Closed-Loop Oxygen Control
Guidelines recommend that oxygen should be titrated to achieve a target oxygen saturation (SpO2 ) range in acutely unwell patients, a concept colloquially known as “swimming between the flags”. The limited available evidence suggests the current practice of manual oxygen titration commonly does not achieve the prescribed SpO2 target range, resulting in exposure to inadequate and/or excessive concentrations of oxygen, and potential risk of harm. The aim of the research presented in this thesis is to investigate a novel method of oxygen delivery, using nasal high-flow (NHF) with automatic oxygen titration, to achieve SpO 2 within the prescribed target range.
An initial feasibility study was undertaken, whereby the closed-loop algorithm used for automatic oxygen titration was tested in participants with resting hypoxaemia. This study also investigated physiological responses to changes in flow and oxygen concentration, enabling the algorithm to be developed and optimised. The percentage of time spent with SpO 2 within a target range using closed-loop control improved during the 12 study visits from 65% at the first visit to 90% at the last visit.

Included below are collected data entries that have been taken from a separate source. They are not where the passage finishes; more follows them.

PR #557, opened 2021-07-09
plug in InitUserMeshBlockData

Yurlungur:
## PR Summary

As discussed in the call today and on the Matrix channel, there's a need for initializing variables and setting grid quantities once per re-meshing, but not more frequently than that. To enable this, I re-enable `InitUserMeshBlockData`, which is set in the application input object. This is now called at the beginning of `Mesh::Initialize` before anything else. `Mesh::Initialize` is called at the beginning of a simulation and upon each remeshing. This means data set in this function is expected to remain constant except when remeshing, and is available to problem generators, boundary conditions, and `FillDerived`.

I also hook it in to the `calculate_pi` example to show it works.

## PR Checklist

- [x] Code passes cpplint
- [x] Code is formatted

### DIFF
--- a/docs/amr.md
+++ b/docs/amr.md
@@ -34,3 +34,21 @@ In each refinement block, you are required to provide a ``method`` which is a st
 
 ## Package-specific Criteria
 As a package developer, you can define a tagging function that takes a ``Container`` as an argument and returns an integer in {-1,0,1} to indicate the block should be derefined, left alone, or refined, respectively.  This function should be registered in a ``StateDescriptor`` object by assigning the ``CheckRefinement`` function pointer to point at the packages function.  An example is demonstrated [here](../example/calculate_pi/pi.cpp).
+
+## Ensuring your data is consistent after re-meshing
+
+WHen re-meshing happens, a few operations have, which can be plugged in to in various ways. The operations performed (in order) are:
+- The function `InitUserMeshBlockData` is called. This function can be set by setting it in the `ApplicationInputs` field of the problem generator:
+```C++
+void MyInitUserMeshBlockData(MeshBlock *pmb, ParameterInput *pin) {
+  // Do something on a meshblock
+}
+pman.app_input.InitUserMeshBlockData = MyInitUserMeshBlockData;
+// continue with initialization...
+```
+- When the mesh is being generated at initialization, the problem generator is called after every re-meshing.
+- Prolongation, restriction, physical boundaries, and ghost zone communication are performed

The validated version of the algorithm was evaluated in a controlled laboratory-based setting. A randomised crossover study was undertaken involving 42 participants with chronic lung disease who desaturated during exertion. The main aim was to determine the ability of automatic oxygen titration to maintain SpO2 within a target range during a six-minute walk test (6MWT) and subsequent 10-minute recovery period. The comparator interventions were room air and a fixed concentration of oxygen, both delivered using NHF. During the 6MWT, the proportion of time spent with SpO2 in target range using automatic titration was greater than room air; difference 26.0% (95%CI 17.7 to 34.2), P<0.001, and not differ significantly from the fixed concentration of oxygen; -8.2% (95%CI -16.5 to 0.1), P=0.052. In comparison, during the rest period the proportion of time spent in range using automatic titration was greater than fixed concentration of oxygen; difference 19.3% (95%CI 8.9 to 29.7), P<0.001, and did not differ significantly from room air; -9.3% (95%CI -19.7 to 1.0), P=0.077. These results demonstrated proof of concept efficacy of the system in responding to changes in SpO2 outside of a target range.

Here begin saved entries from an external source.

PR #1427, opened 2023-11-06
feat(par): add mover functionality to parallel capabilities

mjr-deltares:


langevin-usgs (approved):
Hey @mjr-deltares, this looks really nice, especially considering how difficult it seemed back when we first started talking about it.  I see you've added the parallel test of the xmvr.  Should we think about adding another test in the future for the bidirectional flow case?

mjr-deltares:
Hi @langevin-usgs , good point! Let's try and put it in with this PR. I will set up something, might contact you offline.

mjr-deltares:
@langevin-usgs : I have included that test we talked about. Also sync'ed qavailable such that the MVR flow rates printed to the list file are correct.

langevin-usgs (approved):

PR #1428, opened 2023-11-06
refactor(tsp): Elevate APT to generalized transport class

emorway-usgs:
Relates to:
#1386
#1391
#1392
#1396
#1398
#1399
#1400

- Includes updates in SFT, LKT, MWT, & UZT owing to the changes in APT
- Ran fprettify
- Updated meson
- Ran build_makefiles


src/Model/GroundWaterTransport/gwt1mwt1.f90
```diff
@@ -102,9 +98,12 @@ subroutine mwt_create(packobj, id, ibcnum, inunit, iout, namemodel, pakname, &
     character(len=*), intent(in) :: namemodel
     character(len=*), intent(in) :: pakname
     type(TspFmiType), pointer :: fmi
+    real(DP), intent(in), pointer :: eqnsclfac !< governing equation scale factor
+    character(len=LENVARNAME), intent(in) :: dvt !< For GWT, set to "CONCENTRATION" in TspAptType
+    character(len=LENVARNAME), intent(in) :: dvu !< For GWT, set to "mass" in TspAptType
+    character(len=LENVARNAME), intent(in) :: dvua !< For GWT, set to "M" in TspAptType
```
langevin-usgs, line 104: I think you should change all these character definitions to character(len=*), which means they will come in at whatever size they were passed in with.  That way if we ever change the size, we'd only need to do it in the calling module, instead of in here too.  I'd change it for the other advanced packages too.

src/Model/TransportModel/tsp1apt1.f90
```diff
@@ -76,7 +77,11 @@ module GwtAptModule
     integer(I4B), pointer :: ibudcsv => null() !< unit number for csv budget output file
     integer(I4B), pointer :: ncv => null() !< number of control volumes
     integer(I4B), pointer :: igwfaptpak => null() !< package number of corresponding this package
-    real(DP), dimension(:), pointer, contiguous :: strt => null() !< starting feature concentration
+    integer(I4B), pointer :: idxprepak => null() !< budget-object index that precedes package-specific budget objects
+    integer(I4B), pointer :: idxlastpak => null() !< budget-object index of last package-specific budget object
+    real(DP), dimension(:), pointer, contiguous :: strt => null() !< starting feature concentration (or temperature)
+    real(DP), dimension(:), pointer, contiguous :: ktf => null() !< thermal conductivity between the apt and groundwater cell
```
langevin-usgs, line 83: Something seems off if we need to store thermal conductivity for the generic transport package class.

src/Model/TransportModel/tsp1apt1.f90
```diff
@@ -1068,7 +1039,8 @@ subroutine apt_ot_dv(this, idvsave, idvprint)
         end if
         this%dbuff(n) = c
       end do
-      call ulasav(this%dbuff, '   CONCENTRATION', kstp, kper, pertim, totim, &
+      write (text, '(a)') str_pad_left(this%depvartype, 16)
```
langevin-usgs, line 1042: Is there a way to avoid hard coding this "16"?  Should this be one of our constants?

aprovost-usgs (commented):
Took a quick look through all the files, and though there are multiple files involved, overall the changes seem straightforward and appropriate.  There is some coding and some inline comments that specifically reference gwe/energy/temperature, which maybe goes a little beyond the minimum necessary to elevate gwt for now, but I don't see much harm in that.  I assume many of the inline comments are temporary, and you'll scan for those later and delete them or convert them to "real" comments before release.

src/Model/TransportModel/tsp1apt1.f90
```diff
@@ -2381,27 +2273,27 @@ subroutine apt_fill_budobj(this, x)
...
+    !
     ! -- FROM MOVER
     if (this%idxbudfmvr /= 0) then
       idx = idx + 1
       nlist = this%ncv
       call this%budobj%budterm(idx)%reset(nlist)
-      do n1 = 1, nlist
-        q = this%qmfrommvr(n1)
+      do j = 1, nlist
+        call this%apt_fmvr_term(j, n1, n2, q) ! kluge note: don't really need to do this in apt_fmvr_term now, since no override by uze
```
langevin-usgs, line 2283: Are these changes ready for develop?

src/Model/TransportModel/tsp1apt1.f90
```diff
@@ -2353,23 +2244,24 @@ subroutine apt_fill_budobj(this, x)
...
       call this%apt_accumulate_ccterm(n1, q, ccratin, ccratout)
     end do
-
-    ! -- individual package terms
-    call this%pak_fill_budobj(idx, x, ccratin, ccratout)
-
+    !
+    ! -- skip individual package terms for now and process them last
+    ! -- in case they depend on the other terms (as for uze)
+    idx = this%idxlastpak
```
langevin-usgs, line 2250: Something seems complicated here.

src/Model/TransportModel/tsp1apt1.f90
```diff
@@ -2463,53 +2356,96 @@ subroutine apt_stor_term(this, ientry, n1, n2, rrate, &
...
+    integer(I4B), intent(inout) :: n1
+    integer(I4B), intent(inout) :: n2
+    real(DP), intent(inout), optional :: rrate
+    real(DP), intent(inout), optional :: rhsval
+    real(DP), intent(inout), optional :: hcofval
+    !
+    ! -- Calculate MVR-related terms
+    n1 = ientry
+    n2 = n1
+    if (present(rrate)) rrate = this%qmfrommvr(n1) ! presumably in terms of energy already for heat transport???
```
langevin-usgs, line 2423: Is this ready to go into develop?

src/Model/TransportModel/tsp1apt1.f90
```diff
@@ -76,7 +77,11 @@ module GwtAptModule
     integer(I4B), pointer :: ibudcsv => null() !< unit number for csv budget output file
     integer(I4B), pointer :: ncv => null() !< number of control volumes
     integer(I4B), pointer :: igwfaptpak => null() !< package number of corresponding this package
-    real(DP), dimension(:), pointer, contiguous :: strt => null() !< starting feature concentration
+    integer(I4B), pointer :: idxprepak => null() !< budget-object index that precedes package-specific budget objects
+    integer(I4B), pointer :: idxlastpak => null() !< budget-object index of last package-specific budget object
```
langevin-usgs, line 81: Unclear why we need these.

src/Model/TransportModel/tsp1apt1.f90
emorway-usgs: After discussing this over with @aprovost-usgs, we concluded that it is ready for the develop branch. In essence, several lines were packaged into this subroutine (`apt_fmvr_term`). The "kluge note" has been removed.

src/Model/TransportModel/tsp1apt1.f90
emorway-usgs: These are part of a modification by @aprovost-usgs for the benefit of UZE. In formulating the matrix problem, the UZE balance equation is folded into the corresponding cell balance equation. In the subsequent budget calculations, the heat exchanged between the UZE feature and the cell (by virtue of their coming to thermal equilibrium) is "backed out" as the residual of the UZE budget terms. Therefore, the UZE-package-specific budget calculations, which include this residual calculation as the final step, need to come after the generic, APT-based budget calculations. Although (currently) only UZE should require this reordering, it is simplest to do it that way for all advanced packages and should pose no problem.  `idxprepak` and `idxlastpak` are indices that are maintained so that the package specific calculations can be initially skipped and then done at the end.

src/Model/TransportModel/tsp1apt1.f90
emorway-usgs: Please see response [here](https://github.com/MODFLOW-USGS/modflow6/pull/1428#discussion_r1385581552).

src/Model/TransportModel/tsp1apt1.f90
emorway-usgs: After discussing with @aprovost-usgs, yes, this is ready to go into develop.  We wanted to leave a note for ourselves to double check values when bringing in GWE later.

src/Model/TransportModel/tsp1apt1.f90
emorway-usgs: Great catch, `ktf` should not have been in this...bad code merging.  Fixed in 7345130

src/Model/GroundWaterTransport/gwt1mwt1.f90
emorway-usgs: Good to know that's how that works.  Have changed in 7345130, changes applied to all advanced packages.

src/Model/TransportModel/tsp1apt1.f90
langevin-usgs: Alternatively, UZE could have overridden parent routines and stored these indices on its own.  I'm fine with whatever way you want to go, especially if you think this is general and possibly useful beyond UZE in the future.

aprovost-usgs: @langevin-usgs Agree there are several ways this could be done. The bottom-line requirement is that all budget terms be in place before UZE calculates its residual.

-- The way it's done now, duplication of code is minimized, but it's admittedly a bit klugey to skip the package-specific calls and then comeback to them at the end.

-- Riffing off of the way it's done now, the kluginess could be eliminated by maybe reordering the indexing of the budget terms in APT so the package-specific terms come last. Haven't thought through the possible side effects.

-- As you suggested, UZE could override and handle all the budget calculations, doing them in whatever order it needs, at the expense of some code duplication.

-- Could break out the residual calculation as a separate step at the end. This is actually a more generally applicable approach, since the alternatives above will work only as long as UZE is the only APT package that needs to calculate its residual. So the idea would be to complete (in any order) all the generic and package-specific budget calculations other than the residuals, then at the end call package-specific residual-calculating routines (which would do nothing for most packages). Not sure if we'll ever have another residual-dependent package like UZE, but maybe it would be best to go ahead set it up that way anyway? The cost would be an additional subroutine baked into the APT infrastructure. (It's been a while since I looked deeply at this part of the code, but I believe it would be ok to have multiple residual-dependent packages, since the residual represents an "internal" transfer within each package and shouldn't affect other packages.)

Happy to do it whatever way is best for MF6 in the long run.

PR #1437, opened 2023-11-10
refactor(idm): relocate model package lists to model modules

mjreno:


langevin-usgs (approved):
This looks great, @mjreno.  I see there is still one place where a new model needs to be added (ModelPackageInputModule), but I like where this is located.

PR #1446, opened 2023-11-16
refactor: introduce MathUtilModule, move is_same, add tests

wpbonelli:
The `GenericUtilitiesModule` currently has a function `is_same()` which uses a symmetric relative comparison for floating point equality. Move it to new `MathUtilModule` as `GenericUtilitiesModule` is mostly simulation related and depends on `SimVariablesModule` etc. Modify floating point equality routine and rename to `is_close()`.

Motivation

Relative comparisons [get more sensitive to difference near zero](https://peps.python.org/pep-0485/#behavior-near-zero) holding epsilon equal, and if either value is 0, equality is only reported with epsilon >= 1. This can cause difficulties if it's unknown whether values to compare will be close to 0.

A common approach is to fall back to an absolute comparison like Python's `math.isclose()` and `numpy.isclose()`. Introduce function `is_close()` doing this.

Python stdlib math and numpy use different abstol defaults: `math.isclose()` sets the default absolute tolerance to zero, motivation that there is no universally reasonable default. The new `is_close()` here follows this but I'm not sure that's the best way.

An option is also provided to toggle asymmetric comparison, e.g. with a known reference value to which relative difference should be scaled

Places (near-)zero comparisons are or might be made:

* `utils/mf5to6/src/Preproc/ObsBlock.f90` checks explicitly against zero
* `TimeSeries` and `TimeArraySeries` time comparisons
* coordinate comparisons in `GridSorting.f90`
* `point_in_polygon()` could support fuzzy boundaries 

Reference

* https://peps.python.org/pep-0485/
* https://stackoverflow.com/a/32334103/6514033
* https://numpy.org/doc/stable/reference/generated/numpy.isclose.html
* https://github.com/fortran-lang/stdlib/blob/master/src/stdlib_math_is_close.fypp


langevin-usgs (commented):
@wpbonelli, this looks good to me.  If we switch to `is_close()` do we still need `is_same()`?  And I'm sure it's fine, but maybe in `TestMathUtil` we should explicitly verify that comparison with DNODATA works as this is used in csub?

PR #1464, opened 2023-11-23
refactor: simplify autotest framework

wpbonelli:
Changes include

* fold `TestSimulation` into `TestFramework`
* rename/refactor properties
  * `simpath` -> `workspace`
  * `build_function` -> `build` (and inject in `__init__`)
  * `exfunc` -> `check`
  * `exe_dict` -> `targets`
  * `require_failure` -> `xfail`
  * `action` -> `compare`
  * fold switches `run_comparison`, `make_comparison`, `mf6_regression` into `compare` (optional str), accepts:
    * "auto" picks comparison type based on workspace contents, equivalent to previous "compare" (default)
    * "run_only"  equivalent to previous `run_comparison=True and make_comparison=False`
    * "mf6_regression" equivalent to previous `mf6_regression=True`
    * `None` disables comparison
* standardize test function names, step toward automatic discovery?
  * `build_models` creates models
  * `check_output` checks results
* framework doesn't need to know about test case indices, remove `idxsim` and just use lambda if `build_models()` needs a test case index
* support `pathlib.Path` or `str` paths
* run black/isort, format test description docstrings
* remove unused functions from `common_regression.py`
* remove [`pytest-cases`](https://smarie.github.io/python-pytest-cases/) from tests and as a test dependency
* fix hardcoded gridgen left in `conftest.py` from #1460 

Merge considerations

- requires modflow-devtools >= 1.1 (update `environment.yml` to specify this)
- should probably wait for #1467 and any other open PRs touching autotests, so any conflicts can be resolved here

Future directions

- support multiple comparison/regression models? (e.g. compare current mf6 with previous mf6 and mf2005, or PRT with mp6 and mp7)
- explicit bookkeeping for sim/model workspaces? (replace implicit expectation that test and framework agree)
- autodiscovery of test cases following e.g. [this pattern](https://docs.pytest.org/en/7.1.x/example/nonpython.html#yaml-plugin)?


autotest/common_regression.py
```diff
@@ -160,15 +161,15 @@ def setup_comparison(namefile, dst, remove_existing=True):
                 print("Could not make " + dst)
         # clean directory
         else:
-            print(f"cleaning...{dst}")
+            print("Cleaning ", dst)
```
jdhughes-usgs, line 164: The change is fine but I am wondering if there is a reason to move away from f-strings

autotest/common_regression.py
```diff
@@ -440,10 +444,9 @@ def get_mf6_comparison(src):
         comparison type
 
     """
-    action = None
     # Possible comparison - the order matters
-    optcomp = (
-        "compare",
+    OPTCOMP = (
```
jdhughes-usgs, line 448: I like the change to uppercase for defined data.

autotest/common_regression.py
```diff
@@ -612,60 +619,49 @@ def get_mf6_mshape(disfile):
...
-        lines = f.readlines()
-
-    for line in lines:
-
+    srcdir = os.path.dirname(namefile)
+    mdl_files = []
+    pkg_files = []
+    out_files = []
+    pkg_keys = ["TDIS6", "GWF6", "GWT", "GWF6-GWF6", "GWF-GWT", "IMS6"]
+    mdl_keys = ["GWF6", "GWT"]
```
jdhughes-usgs, line 640: Should `GWT` be `GWT6` like `GWF6`. Also maybe it would be clearer if `mdl_keys` was `model_keys`.

jdhughes-usgs (approved):

autotest/common_regression.py
wpbonelli: I meant to move this to a top-level variable so other modules could import it, will do so if you agree

autotest/common_regression.py
wpbonelli: fixed

wpbonelli:
There are some breaking changes here, so if this merges, minor refactoring will be needed for any unmerged work which includes new tests. Thinking of GWE @emorway-usgs and SNF @langevin-usgs. I am happy to wait for other work to merge and then update tests here, or consult on the new pattern if this goes in first

langevin-usgs (approved):
Looks good.  @wpbonelli, please merge it in if you are satisfied.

The efficacy of manual oxygen titration in terms of maintenance of SpO2 within a prescribed target range was assessed in two studies. A retrospective audit of 62 medical patients in whom a prescribed target SpO2 range was present, demonstrated the mean (SD) proportion of SpO2 measurements recorded in the inpatient observation chart which were within range while receiving oxygen was 56.2% (30.6). The mean percentage of measurements above range was 33.5% (33.8) and 10.3% (17.8) below range. Patients with a reduced hypercapnic target range (88-92% or lower) had a higher probability of having SpO2 above range; multivariate odds ratio 5.34 (95%CI 1.65 to 17.3), P=0.006.
A non-interventional study using continuous pulse oximetry for 24-hours in 80 acutely unwell medical patients receiving oxygen was undertaken in order to assess the time exposure to SpO2 within, above and below range, and to investigate which factors influence this. The mean (SD) proportion of time spent in target range was 55.6% (23.6); this was lower in those with a reduced hypercapnic target range compared to those with a range of 92-96%, difference - 13.1% (95%CI -3.0 to -23.2), P=0.012. The proportion of time spent above range was 16.2% (22.9); this was higher in those with a reduced hypercapnic range, difference 21.6% (95%CI 31.4 to 12), P<0.001. The proportion of time below range was 28.4% (25.2), with no difference between target ranges.

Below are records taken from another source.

Issue #1477, opened 2023-11-30
The latest MF6 won't read multilayer binary initial head file correctly


ougx:
For a DIS grid, `STRT` is read as `DOUBLE1D` which will skip headers of lower layers in the HDS file. `6.4.2` works fine.

mjreno:
Hi @ougx, IC input processing was changed in [this](https://github.com/MODFLOW-USGS/modflow6/commit/1b220d470ccf1f52781b6c23751d9308b7ab9d0a) commit, earlier versions might be ok.  If possible can you provide an example input file that will cause the problem?  Thanks for reporting!

PR #1479, opened 2023-11-30
refactor: update 1D ArrayReaders to read multiple binary headers

mjreno:
Intended to address #1477.

### DIFF
--- a/src/Utilities/ArrayRead/Double1dReader.f90
+++ b/src/Utilities/ArrayRead/Double1dReader.f90
@@ -5,7 +5,7 @@ module Double1dReaderModule
   use BlockParserModule, only: BlockParserType
   use SimVariablesModule, only: errmsg
   use SimModule, only: store_error, store_error_unit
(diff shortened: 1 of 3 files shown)


ougx:
@mjreno thanks for fixing the issue. it seems that the new fix did not process the `IPRN` flag. It could be useful if user wants to check the initial head values.

mjreno:
@ougx there is summary input logging for this array if PRINT_INPUT is specified in mfsim.nam options.  But I agree that IPRN is not supported by this reader as it has been historically- the IPRN setting is read but isn't acted upon.  I'll look into that more- I'm not remembering at the moment if that was intentional.

mjreno:
This PR is being closed as this behavior is not currently supported.  According to supported options in mf6io, the file should be split to contain layer variables OR the layers should be combined into a single array variable (with a single header) in the current file.

IPRN is a separate issue and is currently not supported for the reader that is currently loading IC (and other IDM integrated packages).

PR #1484, opened 2023-12-06
refactor(ListModule): trim dependencies, add defaults, improve docstrings

wpbonelli:
* remove `SimModule` dependency and `sim_message()`/`stop_with_error()` usages
  * minimize dependencies of generic utilities on simulation modules so latter can use former without circularity
  * on programmer error, just print error message and `error stop 1`
* use `associated(x, y)` as default `isEqual` procedure for `ContainsObject`
* more descriptive docstrings, use compact format

### DIFF
--- a/src/Utilities/List.f90
+++ b/src/Utilities/List.f90
@@ -1,12 +1,11 @@
 module ListModule
-  ! -- ListType implements a generic list.
   use KindModule, only: DP, I4B
   use ConstantsModule, only: LINELENGTH
-  use GenericUtilitiesModule, only: sim_message, stop_with_error
   implicit none
   private
-  public :: ListType, ListNodeType, isEqualIface, arePointersEqual
+  public :: ListType, ListNodeType, isEqualIface
 
+  !> @brief A generic heterogeneous doubly-linked list.
   type :: ListType
     ! -- Public members
     type(ListNodeType), pointer, public :: firstNode => null()
@@ -65,8 +64,7 @@ module ListModule
 
 contains
 
-  ! -- Public type-bound procedures for ListType
-
+  !> @brief Append the given item to the list
   subroutine Add(this, objptr)
     ! -- dummy variables
     class(ListType), intent(inout) :: this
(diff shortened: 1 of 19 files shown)


src/Utilities/List.f90
```diff
@@ -285,17 +254,15 @@ subroutine InsertAfter(this, objptr, indx)
         followingNode%prevNode => newNode
         this%nodeCount = this%nodeCount + 1
       else
-        write (line, '(a)') 'Programming error in ListType%insert_after'
-        call sim_message(line)
-        call stop_with_error(1)
+        print *, 'Programming error in ListType%insert_after'
+        error stop 1
```
langevin-usgs, line 258: We might need to check further on the ramifications of this change.  I'm thinking stop_with_error() and its use of call exit() was used intentionally, perhaps for API behavior.

src/Utilities/List.f90
```diff
@@ -304,7 +271,8 @@ subroutine InsertBefore(this, objptr, targetNode)
     type(ListNodeType), pointer :: newNode => null()
     !
     if (.not. associated(targetNode)) then
-      stop 'Programming error, likely in call to ListType%InsertBefore'
+      print *, "Programming error in ListType%InsertBefore"
+      error stop 1
```
langevin-usgs, line 275: Interesting this is in here.  This must be a remnant from a while back.

src/Utilities/List.f90
wpbonelli: Since gnu, intel, and flang [all support](https://flang.llvm.org/docs/Extensions.html) an `exit()` intrinsic subroutine maybe it makes sense to standardize on that directly, and `stop_with_error()` would be unnecessary

One drawback of `error stop` is it only supports a variable status code in f2018, while `exit()` already does

langevin-usgs: Would it make sense to keep `stop_with_error()` in place and use it for all programming errors?  It could remain the same or we could pass it a message.  If we ever needed to change the behavior, we would only need to change it one place?  Or we could get rid of it and just call exit().

wpbonelli: > Would it make sense to keep stop_with_error() in place and use it for all programming errors?  It could remain the same or we could pass it a message. If we ever needed to change the behavior, we would only need to change it one place?

That seems good to me. Maybe it could live in a separate module so generic utilities don't depend on simulation-related things?

langevin-usgs: Sounds good to me!

PR #1486, opened 2023-12-06
feat(idm): subpackage support and advanced package groundwork

mjreno:


mjreno:
This PR will be split into a few smaller requests- the first is #1517.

A randomised controlled trial was undertaken in this same medical inpatient population comparing NHF with automatic oxygen titration to NHF with manual oxygen titration for a period of 24-hours. 20 participants were included in the analysis. Automatic oxygen titration resulted in a median (IQR) 96.2% (95.2 to 97.8) of time within the target range compared to 71% (59.4 to 88.3) with manual titration; difference 24.2% (95%CI 7.9 to 35), P<0.001. This marked difference confirmed the efficacy of automatic oxygen titration in acutely unwell medical patients.
This series of clinical studies has evaluated NHF with automatic oxygen titration from initial feasibility, to proof-of-concept efficacy and has ultimately demonstrated superiority compared to current practice in the acute inpatient setting. The additional studies undertaken have demonstrated a need for this technology based on the difficulty in achieving a target SpO 2 range according to the current practice of manual oxygen titration. This body of work paves the way for a paradigm shift in the delivery of oxygen for acutely unwell patients and presents a means to achieve the main objective of oxygen therapy as described by the concept of “swimming between the flags”. Further studies in different patient populations are now required to confirm these findings and larger studies are needed to assess the impact of automatic oxygen titration on clinical outcomes.